Repealing Obamacare could cost 3 million jobs, study finds (CNN) Congress has another reason not to roll back Obamacare too quickly: New research suggests that repealing two major provisions of Obamacare without replacing them right away could cost the nation 3 million jobs and trigger negative economic impacts that would extend far beyond the health care industry. The report was released Thursday by the Commonwealth Fund and George Washington University’s Milken Institute School of Public Health. It assumes Congress will gut two key provisions of the Affordable Care Act — subsidies that help low- and moderate-income people pay for coverage and Medicaid expansion — and that Congress won’t put a replacement plan in place. If that happens, it would set off a chain reaction that could cost America an estimated 2.6 million jobs in 2019 alone, the report said. And these losses could rise to nearly 3 million by 2021. The federal government funds both state Medicaid expansion programs and the Obamacare premium subsidies. This money eventually flows to insurers and providers, including hospitals, clinics, pharmacies and other medical facilities. It’s used to purchase medical equipment and other goods and to pay staff and vendors.
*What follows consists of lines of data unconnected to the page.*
PR #170, opened 2023-01-19
[PIE-1365] Update ruby collector API payload

KatieWright26:
This PR tweaks the collector name passed to the Analytics::API so that we can collect accurate information about which collectors are in use by our customers. It is linked to this [piece of work in linear](https://linear.app/buildkite/issue/PIE-435/store-collector-type-junit-rspec-etc).

This PR also adds instructions for deploying this collector, which is consistent with our other test-collectors.

[PIE-1365](https://linear.app/buildkite/issue/PIE-1365/update-ruby-collector-name-to-be-consistent-with-other-collectors)

### DIFF
--- a/README.md
+++ b/README.md
@@ -121,12 +121,17 @@ Bug reports and pull requests are welcome on GitHub at https://github.com/buildk
 
 ## Deploying
 
-1. Bump the version in `version.rb` and run `bundle` to update the `Gemfile.lock`
-1. Update the CHANGELOG.md with your new version and a description of the changes.
-
-Once your PR with your changes is on `main`:
+1. Bump the version in `version.rb` and run `bundle` to update the `Gemfile.lock`.
+1. Update the CHANGELOG.md with your new version and a description of your changes.
+1. Git tag your changes and push
+```
+git tag v.x.x.x
+git push --tags
+```
+Once your PR is merged to `main`:
 
 1. Run `rake release` from `main` and use the rubygems credentials in 1Password.
+1. Create a [new release in github](https://github.com/buildkite/test-collector-ruby/releases).
 1. Bump the gem in [buildkite/buildkite](https://github.com/buildkite/buildkite).
 
 ## 📜 MIT License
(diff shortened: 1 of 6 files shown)


README.md
```diff
@@ -119,6 +119,21 @@ See [DESIGN.md](DESIGN.md) for an overview of the design of this gem.
...
+```
+git tag v.x.x.x
+git push --tags
+```
+Once your PR is merged to `main`:
+
+1. Run `rake release` from `main` and use the rubygems credentials in 1Password.
+1. Create a [new release in github](https://github.com/buildkite/test-collector-ruby/releases).
+1. Bump the gem in [buildkite/buildkite](https://github.com/buildkite/buildkite).
+
```
niceking, line 136: Since the audience of this readme is the general public, I'm not sure if any of these instruction really belong here. Contributors outside of Buildkite will not be able to access the 1Password, nor bump the gem in buildkite/buildkite. 

For contributors outside of Buildkite, it looks like we follow the pattern of getting contributors to submit a fork with their changes, which is then approved, merged and then released by a Buildkite developer. Perhaps the readme should be edited to reflect that process? 

This is different from what we do with the other collectors, as we are the maintainers of this one, so also keen to hear your thoughts on this as I'm not across the other repos and I know you're trying to standardise them!

KatieWright26: HMMM our other test-collectors are public facing too but have deploy scripts etc in the READMEs... maybe just removing the line about credentials from this one?

niceking: Yeah I feel like having permissions to do the release is sort of implicit? Perhaps we could just remove the reference to creds being in 1Password, cos I wouldn't know how to go about getting the perms to release the python package for example.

HealthCare.gov ends 2016 with 8.8 million 2017 customers (LifeHealthPro) Open enrollment period for 2017 started Nov. 1 and is set to end Jan. 31. Through December 31 enrollemnts were up over 2% from last year to a new record of 8.8 million insured through the federal exchange. New enrollments were down this year but reenrollments were much above previous years to more than compensate. Additionnal enrollments through various state exchanges were not reported in theis article.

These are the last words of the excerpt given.